The Tate Gallery Millbank.  Triple P's meeting was, handily, in the building in the background

Agent Triple P had a meeting on Millbank the other day and ran into an old friend, the luscious M, in all of her Mediterranean glory, coming out of the same building afterwards.  Having just both finished somewhat tedious all-morning meetings, and given it was a nice sunny day (it's been our hottest April since records began with 26 degrees Centigrade or 79 Fahrenheit), we decided to repair to the nearby Tate Gallery restaurant for lunch.  Now, the Tate (or Tate Britain, as it is now annoyingly called; to distinguish it from the Tate Modern) was one of Triple P's favourite galleries and used to be Triple P's favourite in London, but more on that later.
First let us go into the Rex Whistler restaurant.  The restaurant is named after the artist Rex Whistler (1905-1944), who painted the murals adorning the walls.  Having been thrown out of the Royal Acadamy, Whistler went on to study at the Slade Art School.  Whistler became famous for his murals and trompe l'oeil works and painted the mural in the Tate Gallery restaurant in 1927 when he was only 22.

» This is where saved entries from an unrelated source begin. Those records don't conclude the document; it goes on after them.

PR #8069, opened 2017-05-18
[RFC] Fix migrations

alcaeus:
| Q               | A
| --------------- | ---
| Bug fix?        | yes |
| New feature?    | no |
| BC breaks?      | possibly |
| Related tickets | - |
| License         | MIT |

Found this while testing a few things with database migrations. Turns out that migrating the database yields different results than recreating it from scratch.

To verify, it should be possible to set up the database, migrate down to an older version and migrate back to the current version:
```
./bin/console doctrine:database:drop --env=test --force && ./bin/console doctrine:database:create --env=test && ./bin/console doctrine:schema:create --env=test
./bin/console doctrine:migrations:version --add --all --env=test --no-interaction
./bin/console doctrine:migrations:migrate --env=test 20161219160441 --no-interaction
./bin/console doctrine:migrations:migrate --env=test --no-interaction
```

However, this will not work:
```
Migration 20170313125424 failed during Execution. Error An exception occurred while executing 'ALTER TABLE sylius_admin_api_access_token DROP FOREIGN KEY FK_7D83AA7F19EB6921':

SQLSTATE[42000]: Syntax error or access violation: 1091 Can't DROP 'FK_7D83AA7F19EB6921'; check that column/key exists
```

The reason this pull request is marked as RFC is because we might need a solution for people who have already run this migration, as their tables contain wrong names for foreign key relationships. This will inevitably cause trouble when the next migration needs to modify these relationships.


lchrusciel:
I'm not sure about changing existing migration. We should leave it as it and either document that this one should be reverted, or just provide a next one which will revert the state. And of course, create the last one with a proper migration.

The second option is a little bit confusing, but provide better DX, cuz nobody needs to event read this thread or docs. I would vote for that solution.

alcaeus:
There is no good way to fix this as the key names differ depending on how the tables were created:
* People who set up their database (using the `doctrine:schema:create` command) after the change was introduced will have a foreign key with name `FK_2AA4915D19EB6921`.
* People who set up their database before the change was introduced and migrated the database to the current state will have a foreign key with name `FK_7D83AA7F19EB6921 `.

Creating a migration to fix this would cause errors for anyone who set up their database after the change was introduced. This migration would have to be conditional and I'm not sure that's even possible in doctrine-migrations.

alcaeus:
Any suggestions on how to proceed with this?

pjedrzejewski:
@pamil What do you think?

wadjeroudi:
@alcaeus the condition should be possible by running a "SHOW CREATE TABLE sylius_admin_api_access_token;" and compare result string with the two names for the foreign key ?

pamil:
Anyway, do we know why these generated foreign keys are different? If we don't solve the root cause and just cure the symptoms, then either we will have a tough time monitoring and testing these irregularities or it will misalign again soon.

The most stable solution for now would be to exclusively use migrations to set up the schema (this would need a change in our installer). What do you think?

alcaeus:
@pamil the most stable solution would be to fix the database for all people that have wrongly named keys. This came up after I migrated the database and ran `doctrine:migrations:diff` on the migrated database. Changing the installer to run the migrations will still produce an undesirable result: the migrated database differs from a fresh installation. Ideally, installing an old database version and running migrations produces the same schema as if the current database was installed.

IMO, the only fix is to conditionally apply the migration if the foreign keys have the wrong name. I'll check whether this could be done by querying the database as @wadjeroudi suggested.

alcaeus:
@pamil Created a conditional migration. The migration in question checks whether a single correct foreign key name appears in one of the affected tables. If it does, the migration is skipped, marking it as executed without executing any queries.
If the key in question is not found, it assumes the database was migrated to the current state rendering invalid key names and corrects them.

Since the original migration was fixed, the down path does not change anything. However, if you'd rather not change the original migration, the wrong keynames could be reapplied in this migration as well. However, I strongly suggest fixing the original migration and conditionally fixing the wrong keynames.

pjedrzejewski:
Looks good to me, I will do some additional testing before tagging the release. Thank you so much @alcaeus! Nice work! 👍

PR #8070, opened 2017-05-18
Fix address log entry column names

alcaeus:
| Q               | A
| --------------- | ---
| Bug fix?        | yes |
| New feature?    | yes |
| BC breaks?      | no |
| Related tickets | - |
| License         | MIT |

This uses snake_cased column names for the AddressLogEntry entity, which was missing `column` declaration in mappings. This can cause issues when people change the default naming strategy for ORM and is the only entity that didn't have `column` properties in field mappings.

### DIFF
--- a/app/migrations/Version20170518123056.php
+++ b/app/migrations/Version20170518123056.php
@@ -1,0 +1,34 @@
+<?php
+
+namespace Sylius\Migrations;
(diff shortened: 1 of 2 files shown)


pamil:
Thanks Andreas!

PR #8075, opened 2017-05-19
Add missing checkout complete validation group

gruberro:
| Q               | A
| --------------- | ---
| Bug fix?        | yes |
| New feature?    | no |
| BC breaks?      | yes |
| Related tickets | ~ |
| License         | MIT |

This fix introduces the missing checkout complete validation group to the finalize step. This is to ensure event data passed through the admin api is validated according to the application requirements.

### DIFF
--- a/tests/Responses/Expected/checkout/complete_validation_failed_disabled_product.json
+++ b/tests/Responses/Expected/checkout/complete_validation_failed_disabled_product.json
@@ -1,0 +1,12 @@
+{
+    "code": 400,
+    "message": "Validation Failed",
+    "errors": {
+        "errors": [
+            "This product Mug has been disabled."
+        ],
+        "children": {
+            "notes": {}
+        }
+    }
+}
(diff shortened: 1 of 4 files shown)


lchrusciel:
@gruberro Thanks for this fix, it is must have for us :) I'm just thinking about some tests for that to avoid regression. Can you add a test in `CheckoutCompleteApiTest` where you would break the checkout? For example, you could go through the whole checkout, and before `complete` step you could disable a product that you are trying to buy(Either through a repository or by API call). Then, it should not be possible to finish checkout, but it will be without this `validation_group`.

gruberro:
@lchrusciel I'll add some tests! Did quite the same already on my current project 😄

gruberro:
@lchrusciel added some tests regarding disabled products and insufficient stock. Anything else that I've missed?

tests/Responses/Expected/checkout/complete_validation_failed_disabled_product.json
```diff
@@ -0,0 +1,12 @@
+{
+    "code": 400,
+    "message": "Validation Failed",
+    "errors": {
+        "errors": [
+            "This product Mug has been disabled."
```
lchrusciel: We should iterate over this error message :)

lchrusciel:
@gruberro It would be enough. Thanks, Robert! :)

PR #8090, opened 2017-05-23
Add alt attribute to main product image

stefandoorn:
| Q               | A
| --------------- | ---
| Bug fix?        | yes |
| New feature?    | no |
| BC breaks?      | no|
| License         | MIT |

ALT tag was empty, but we can easily insert the product name.


lchrusciel:
Thanks, Stefan! :)

teohhanhui:
`alt` is supposed to represent what the image is about. Putting the wrong `alt` would only cause confusion.

PR #8093, opened 2017-05-23
[Order] Fixed sylius:remove-expired-carts help

sweoggy:
| Q               | A
| --------------- | ---
| Bug fix?        | yes |
| New feature?    | no |
| BC breaks?      | no |
| Related tickets |  |
| License         | MIT |

Will surely save some frustration :)

### DIFF
--- a/src/Sylius/Bundle/OrderBundle/Command/RemoveExpiredCartsCommand.php
+++ b/src/Sylius/Bundle/OrderBundle/Command/RemoveExpiredCartsCommand.php
@@ -26,7 +26,8 @@ class RemoveExpiredCartsCommand extends ContainerAwareCommand
     {
         $this
             ->setName('sylius:remove-expired-carts')
-            ->setDescription('Removes carts that have been idle for a configured period. Configuration parameter - sylius_order.cart_expires_after.');
+            ->setDescription('Removes carts that have been idle for a period set in `sylius_order.expiration.cart` configuration key.')
+        ;
     }
 
     /**


src/Sylius/Bundle/OrderBundle/Command/RemoveExpiredCartsCommand.php
```diff
@@ -27,7 +27,7 @@ protected function configure()
     {
         $this
             ->setName('sylius:remove-expired-carts')
-            ->setDescription('Removes carts that have been idle for a configured period. Configuration parameter - sylius_order.cart_expires_after.');
+            ->setDescription('Removes carts that have been idle for a configured period. Configuration parameter - sylius_order.cart_expiration_period.');
```
lchrusciel: I think it would be better to point to the configuration structure where it can be defined: 
```yml
sylius_order:
    expiration:
        cart: 1 day
```

So `sylius_order.expiration.cart`

sweoggy: Well I guess that's a matter of taste. I prefer to refer to the parameter as it is a much quicker way (1 line instead of 3) to set the same thing.

If we were to refer to the configuration structure we should also change CancelUnpaidOrdersCommand.

pamil: @sweoggy in the end, only the bundle configuration would be the one under BC promise

pamil:
Thanks, Oscar! 🎉

PR #9660, opened 2018-08-20
[Docs] Fixes services file path

mmenozzi:
Because probably the customization goes into the end application and the proper location for the service config file is `app/config/services.yml`. Moreover if the extension is registered in `AppBundle/Resources/config/services.yml` it doesn't work if that file is not loaded through the AppBundle DI extension (https://symfony.com/doc/current/bundles/extension.html).


pamil:
Thank you, Manuele! 🥇

mmenozzi:
You're welcome!

mmenozzi:
@pamil why did you merged only into `1.1` branch? Isn't this change related also to the `1.2` version?

pamil:
`1.1` branch is then merged into `1.2` and then into `master` :)

PR #9664, opened 2018-08-22
Replace private by protected to allow override.

SteadEXE:
| Q               | A
| --------------- | -----
| Branch?         | 1.1
| Bug fix?        | no
| New feature?    | yes
| BC breaks?      | no
| Deprecations?   | no
| Related tickets | None
| License         | MIT

I submit this PR because if you want to override the 'add' or 'remove' action you need to copy all the private methods.


pamil:
Could you let us know what is your use-case that requires overriding those add/remove actions?

PR #9665, opened 2018-08-22
[WIP] Introduce Symfony Flex

pamil:
TODO:
 - [ ] Tests passing
 - [ ] Testing both with Symfony 3.4 and 4.1 on Travis CI

PR #9672, opened 2018-08-24
Provide a BC layer for files in "app/config/" referenced by PluginSkeleton

pamil:
Files `app/config/routing.yml`, `app/config/routing_dev.yml` and `app/config/security.yml` are referenced in PluginSkeleton. This PR provides a backwards compatibility layer for them.

### DIFF
--- a/app/config/_container_deprecation.php
+++ b/app/config/_container_deprecation.php
@@ -15,6 +15,4 @@
 
 declare(strict_types=1);
 
-@trigger_error('The "AppKernel" class located at "app/AppKernel.php" is deprecated since Sylius 1.3. Use "Kernel" class located at "src/Kernel.php" instead.', E_USER_DEPRECATED);
-
-class_alias(Kernel::class, AppKernel::class);
+@trigger_error('Importing files from Sylius/Sylius\'s "app/config" directory is deprecated since Sylius 1.3.', \E_USER_DEPRECATED);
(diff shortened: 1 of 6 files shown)


app/config/parameters.yml.dist
```diff
@@ -1,24 +0,0 @@
-# This file is auto-generated during the composer install
```
pamil: This file is not referenced by neither Sylius-Standard nor PluginSkeleton.

app/config/_container_deprecation.php
```diff
@@ -0,0 +1,18 @@
...
+ * file that was distributed with this source code.
+ */
+
+/**
+ * @internal
+ */
+
+declare(strict_types=1);
+
+@trigger_error('Importing files from Sylius/Sylius\'s "app/config" directory is deprecated since Sylius 1.3.', \E_USER_DEPRECATED);
```
pamil: Deprecating YAML files is kinda weird 🎉

app/config/parameters.yml.dist
pamil: Ah, we still need it here, it is being removed in #9665.

lchrusciel:
Thanks Kamil!

pamil:
@teohhanhui I'm trying to solve that by making Sylius-Standard a part of Sylius/Sylius (which is subtree split back into Sylius-Standard). This way we can run tests on this repo while having one less place with configuration.

teohhanhui:
Yes, make them part of the application, not part of Sylius. Sylius-Standard should be treated purely as a distribution, aka recommended scaffolding / project template. No BC guarantees.

PR #9683, opened 2018-08-29
Do not run tests if not needed

pamil:
PRs containing only docs changes shouldn't trigger test run, same for the ones only modifying a readme.


pamil:
It looks like it's indeed working, but let's manually check the next PRs' builds for a day or two to see whether it does not skip too much :)

PR #9684, opened 2018-08-29
Deprecate `setState` methods

Zales0123:
| Q               | A
| --------------- | -----
| Branch?         | master
| Bug fix?        | no
| New feature?    | no
| BC breaks?      | no
| Deprecations?   | yes
| Related tickets |
| License         | MIT

State machine should be the only possible way to manage the entity state. Because of the existence of `setState` methods, we could do such abominations as [this step in Behat context](https://github.com/Sylius/Sylius/blob/b509d978834e1d356e7041b584da3bc85b671a1c/src/Sylius/Behat/Context/Setup/OrderContext.php#L423).

### DIFF
--- a/UPGRADE-2.0.md
+++ b/UPGRADE-2.0.md
@@ -35,3 +35,11 @@
     
         * `sylius.mongodb_odm.repository.class`
         * `sylius.phpcr_odm.repository.class`
+
+* All methods for setting entity states (associated with state machine) has been removed.
+Only state machine should be used to manage entity state:
+
+    * `Sylius\Component\Order\Model\OrderInterface::setState`
+    * `Sylius\Component\Payment\Model\PaymentInterface::setState`
+    * `Sylius\Component\Shipping\Model\ShipmentInterface::setState`
+    * `Sylius\Component\Review\Model\ReviewInterface::setStatus`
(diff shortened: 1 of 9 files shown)


src/Sylius/Component/Order/Model/OrderInterface.php
```diff
@@ -114,6 +114,7 @@ public function getState(): string;
 
     /**
      * @param string $state
+     * @deprecated this method is deprecated since Sylius 1.3 and will be removed in Sylius 2.0, use state machine to manage order state
```
pamil: We need to trigger deprecation errors in our implementations of these methods.

Zales0123: Done 🎉

src/Sylius/Component/Order/Model/Order.php
```diff
@@ -271,6 +271,11 @@ public function getState(): string
      */
     public function setState(string $state): void
     {
+        @trigger_error(
```
pamil: `setState` is used by state machine itself so I'm not sure we can deprecate it now (unless we provide another way for the state machine to change it).

UPGRADE-2.0.md
```diff
@@ -35,3 +35,11 @@
     
         * `sylius.mongodb_odm.repository.class`
         * `sylius.phpcr_odm.repository.class`
+
+* All methods for setting entity states (associated with state machine) has been removed.
```
pjedrzejewski: has -> have

PR #9142, opened 2018-02-01
[Channel] [Checkout] Added configurable shipping countries (#9122)

JakobTolkemit:
| Q               | A
| --------------- | -----
| Branch?         | master 
| Bug fix?        | no
| New feature?    | yes
| BC breaks?      | no
| Deprecations?   | no 
| Related tickets | mentioned in #9122 
| License         | MIT

PR #9697, opened 2018-09-07
[Channel] [Checkout] Configurable shipping countries

### LINKED ISSUE #9122: Countries available in the checkout made configurable per channel

| Q                | A
| ---------------- | -----
| Bug report?      | no
| Feature request? | yes
| BC Break report? | no
| RFC?             | no
| Sylius version   | 1.2

Currently, if we have 2 channels "US Webstore" and "EU Webstore", during the checkout, all countries are available. An improvement would be to add a relation between every Channel and many Countries. And if Channel has like 2 out of 5 countries selected, these are available during checkout. If no countries are selected - all are available. So we retain the current behavior (no BC break) but add new, useful feature.

To achieve this, I would suggest to modify the AddressType form type. In the CheckoutAddressType form type we could identify the channel of the order and use appropriate countries as options to choose from.

Zales0123:
| Q               | A
| --------------- | -----
| Branch?         | master
| Bug fix?        | no
| New feature?    | yes
| BC breaks?      | no
| Deprecations?   | no
| Related tickets | fixes #9122, replaces https://github.com/Sylius/Sylius/pull/9142
| License         | MIT

This is rebased and improved version of an awesome PR by @JakobTolkemit. The main change is a decoration of `ShippingMethodEligibilityChecker` in _Core_, to respect shippable countries (e.g. while providing a default shipping method).


features/checkout/addressing_order/choosing_country_on_a_channel_with_shipping_countries.feature
```diff
@@ -0,0 +1,26 @@
+@checkout
+Feature: Choosing a country from a set of shipping countries
+    In order to avoid selecting an invalid country during the addressing checkout step step
+    As a Customer
+    I want to only be able to choose from countries that are shippable
+
+    Background:
+        Given the store operates on a single channel in the "United States" named "Webstore"
+        And the store operates in "Germany" and "France"
```
pamil: What do you think about: the store **also** operates in "Germany" and "France"?

src/Sylius/Component/Core/Resolver/ShippableCountriesResolver.php
```diff
@@ -0,0 +1,54 @@
...
+     * @return CountryInterface[]
+     */
+    public function __invoke(ChannelInterface $channel): array
+    {
+        $countries = $channel->getShippableCountries()->filter(function (CountryInterface $country): bool {
+            return $country->isEnabled();
+        });
+
+        if ($countries->isEmpty()) {
+            $countries = new ArrayCollection($this->countryRepository->findBy(['enabled' => true]));
```
pamil: If a channel has assigned only disabled countries, then I wouldn't expect it automatically means all enabled countries.

src/Sylius/Component/Core/Checker/ShippingMethodEligibilityChecker.php
```diff
@@ -0,0 +1,64 @@
...
+        }
+
+        $channel = $subject->getOrder()->getChannel();
+
+        $shippableCountries = ($this->shippableCountriesResolver)($channel);
+        $zoneCountries = $this->zoneCountriesProvider->getCountriesInWhichZoneOperates($method->getZone());
+
+        foreach ($zoneCountries as $zoneCountry) {
+            if (!in_array($zoneCountry, $shippableCountries)) {
+                return false;
```
pamil: Given the following setup:
  - Channel A with shippable countries Poland and Germany
  - Shipping method B for zone "All around the world" which contains all countries

Shipping method B would always be not eligible.

Shouldn't it only consider whether the currently selected shipping country is shippable inside the channel and inside the zone of the shipping method?

pamil:
@Zales0123 could you remind all of us what our discussion was about this feature? I remember we have backed off this one for some reason, but I couldn't remember what exactly it was :)

Zales0123:
As far as I remember, the main reason why we've postponed it was possible BC breaks and uncertainty how to resolve default shipping method properly, taking care about configurable shipping countries. I'll go back to this PR in the nearest days and try to figure it out :) 🐎

CoderMaggie:
@Zales0123 any news here? :)

pamil:
Yeah, there was another conflict with shipping method resolution, as they rely on zones, so after nailing it down to them, you also had to filter out the countries.

In my opinion, we should leverage zones from shipping methods to limit the country and province choices for shipping address. If that's not an option, we still should assign zones to the channel instead of countries as it allows for the greater flexibility.

mamazu:
Still looking forward to it. Later we should also expose this via the API.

The original bright young things:  left to right: Zita Jungman, William Walton, Cecil Beaton, Stephen Tennant, Georgia Sitwell, Teresa Jungman, and Rex Whistler. Photographed by Cecil Beaton

Whistler was one of the original "bright young things" and is believed to have been the model for Charles Ryder in Evelyn Waugh's Brideshead Revisited; required reading for a certain type of young lady when Triple P was at Oxford.  The great love of his life was Lady Caroline Paget, daughter of the 6th Earl of Angelsey. It seems that his love was unrequited but he did numerous drawings and paintings of her including one nude, whether from life or imagination is not known but she did have something of a racy reputation.

Lady Caroline Paget by Rex Whistler

It was at her family home, Plas Newydd, in Angelsea that Whistler painted his greatest work, a 58' by 12' painting which is the largest canvas painting in Britain.  Like the Tate mural the picture is of an Arcadian fantasy landscape. 

Whistler's immense canvas at Plas Newydd

Whistler was paid £5 a day for the eighteen months it took him to complete the Tate mural.  The subject of the mural was devised with the novelist Edith Olivier (1872–1948), a friend of his.  It was at Edith Oliver's house that Whistler first met lady Caroline Paget.  The story of the mural relates an expedition by seven people who leave the Duchy of Epicurania in search of exotic meat, to relieve the diet of their own people who subsist solely on dry biscuits. 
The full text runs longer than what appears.